What the task requires
The entries below must be copied exactly as they are.

Input records
PR #1888, opened 2026-04-15
Harden remote data tracks map

1egoman:
An edge case was observed by a customer:
1. Participant A joins and publishes a data track.
2. Participant B calls `room.connect()`, joins the room, and the `IncomingDataTrackManager` "trackPublished" event fires for all newly discovered data tracks
3. Due to the order in which events process, `room.remoteParticipants` is unset while the "trackPublished" event handler fires, so the data tracks don't get set in the `RemoteParticipant.dataTracks` deferrable map.
4. The user can't find the data tracks in the map and are confused.

To fix this, add logic to ensure that the remote data tracks are set on the map immediately when the remote participant connects, using the data in the `ParticipantInfo` signaling struct. This means that the existing "trackPublished" event path is only ever handling additions AFTER the room.connect call which works because the Room state is fully initialized at that point.

Duplicate events are fine here since the operation is idempotent - `RemoteDataTrack` is purely a pointer to state in `IncomingDataTrackManager` and multiple inserts under the same key result in the same result map.

### DIFF
--- a/src/room/participant/RemoteParticipant.ts
+++ b/src/room/participant/RemoteParticipant.ts
@@ -6,7 +6,9 @@ import type {
 } from '@livekit/protocol';
 import type { SignalClient } from '../../api/SignalClient';
 import { DeferrableMap } from '../../utils/deferrable-map';
-import type RemoteDataTrack from '../data-track/RemoteDataTrack';
+import RemoteDataTrack from '../data-track/RemoteDataTrack';
+import type IncomingDataTrackManager from '../data-track/incoming/IncomingDataTrackManager';
+import { DataTrackInfo } from '../data-track/types';
 import { ParticipantEvent, TrackEvent } from '../events';
 import RemoteAudioTrack from '../track/RemoteAudioTrack';
 import type RemoteTrack from '../track/RemoteTrack';
@@ -48,6 +50,7 @@ export default class RemoteParticipant extends Participant {
     signalClient: SignalClient,
     pi: ParticipantInfo,
     loggerOptions: LoggerOptions,
+    manager: IncomingDataTrackManager,
   ): RemoteParticipant {
     return new RemoteParticipant(
       signalClient,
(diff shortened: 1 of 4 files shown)


src/utils/deferrable-map.ts
```diff
@@ -29,7 +29,7 @@ export class DeferrableMap<K, V> extends Map<K, V> {
     super.set(key, value);
 
     // Resolve any futures waiting on this key.
-    const futures = this.pending.get(key);
+    const futures = this.pending?.get(key);
```
1egoman, line 32: Note to reviewers - this was unexpected / weird. It seems by extending `Map` like `DeferrableMap` is doing, calling `new DeferrableMap([["key", "value"]])` actually behind the scenes (at least in chrome) calls `set` on the map for each tuple passed. So this means that this method can actually be called before the class is actually set up / `this.pending` is defined which results in this line throwing an error unless the conditional access is added here.

xianshijing-lk (approved):

src/room/participant/RemoteParticipant.ts
```diff
@@ -79,13 +86,18 @@ export default class RemoteParticipant extends Participant {
...
   ) {
     super(sid, identity || '', name, metadata, attributes, loggerOptions, kind);
     this.signalClient = signalClient;
     this.trackPublications = new Map();
     this.audioTrackPublications = new Map();
     this.videoTrackPublications = new Map();
-    this.dataTracks = new DeferrableMap();
+    this.dataTracks = new DeferrableMap(
+      remoteDataTracks.map((remoteDataTrack) => {
+        return [remoteDataTrack.info.name, remoteDataTrack];
```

Output for this exercise
PR #1888, opened 2026-04-15
Harden remote data tracks map

1egoman:
An edge case was observed by a customer:
1. Participant A joins and publishes a data track.
2. Participant B calls `room.connect()`, joins the room, and the `IncomingDataTrackManager` "trackPublished" event fires for all newly discovered data tracks
3. Due to the order in which events process, `room.remoteParticipants` is unset while the "trackPublished" event handler fires, so the data tracks don't get set in the `RemoteParticipant.dataTracks` deferrable map.
4. The user can't find the data tracks in the map and are confused.

To fix this, add logic to ensure that the remote data tracks are set on the map immediately when the remote participant connects, using the data in the `ParticipantInfo` signaling struct. This means that the existing "trackPublished" event path is only ever handling additions AFTER the room.connect call which works because the Room state is fully initialized at that point.

Duplicate events are fine here since the operation is idempotent - `RemoteDataTrack` is purely a pointer to state in `IncomingDataTrackManager` and multiple inserts under the same key result in the same result map.

### DIFF
--- a/src/room/participant/RemoteParticipant.ts
+++ b/src/room/participant/RemoteParticipant.ts
@@ -6,7 +6,9 @@ import type {
 } from '@livekit/protocol';
 import type { SignalClient } from '../../api/SignalClient';
 import { DeferrableMap } from '../../utils/deferrable-map';
-import type RemoteDataTrack from '../data-track/RemoteDataTrack';
+import RemoteDataTrack from '../data-track/RemoteDataTrack';
+import type IncomingDataTrackManager from '../data-track/incoming/IncomingDataTrackManager';
+import { DataTrackInfo } from '../data-track/types';
 import { ParticipantEvent, TrackEvent } from '../events';
 import RemoteAudioTrack from '../track/RemoteAudioTrack';
 import type RemoteTrack from '../track/RemoteTrack';
@@ -48,6 +50,7 @@ export default class RemoteParticipant extends Participant {
     signalClient: SignalClient,
     pi: ParticipantInfo,
     loggerOptions: LoggerOptions,
+    manager: IncomingDataTrackManager,
   ): RemoteParticipant {
     return new RemoteParticipant(
       signalClient,
(diff shortened: 1 of 4 files shown)


src/utils/deferrable-map.ts
```diff
@@ -29,7 +29,7 @@ export class DeferrableMap<K, V> extends Map<K, V> {
     super.set(key, value);
 
     // Resolve any futures waiting on this key.
-    const futures = this.pending.get(key);
+    const futures = this.pending?.get(key);
```
1egoman, line 32: Note to reviewers - this was unexpected / weird. It seems by extending `Map` like `DeferrableMap` is doing, calling `new DeferrableMap([["key", "value"]])` actually behind the scenes (at least in chrome) calls `set` on the map for each tuple passed. So this means that this method can actually be called before the class is actually set up / `this.pending` is defined which results in this line throwing an error unless the conditional access is added here.

xianshijing-lk (approved):

src/room/participant/RemoteParticipant.ts
```diff
@@ -79,13 +86,18 @@ export default class RemoteParticipant extends Participant {
...
   ) {
     super(sid, identity || '', name, metadata, attributes, loggerOptions, kind);
     this.signalClient = signalClient;
     this.trackPublications = new Map();
     this.audioTrackPublications = new Map();
     this.videoTrackPublications = new Map();
-    this.dataTracks = new DeferrableMap();
+    this.dataTracks = new DeferrableMap(
+      remoteDataTracks.map((remoteDataTrack) => {
+        return [remoteDataTrack.info.name, remoteDataTrack];
```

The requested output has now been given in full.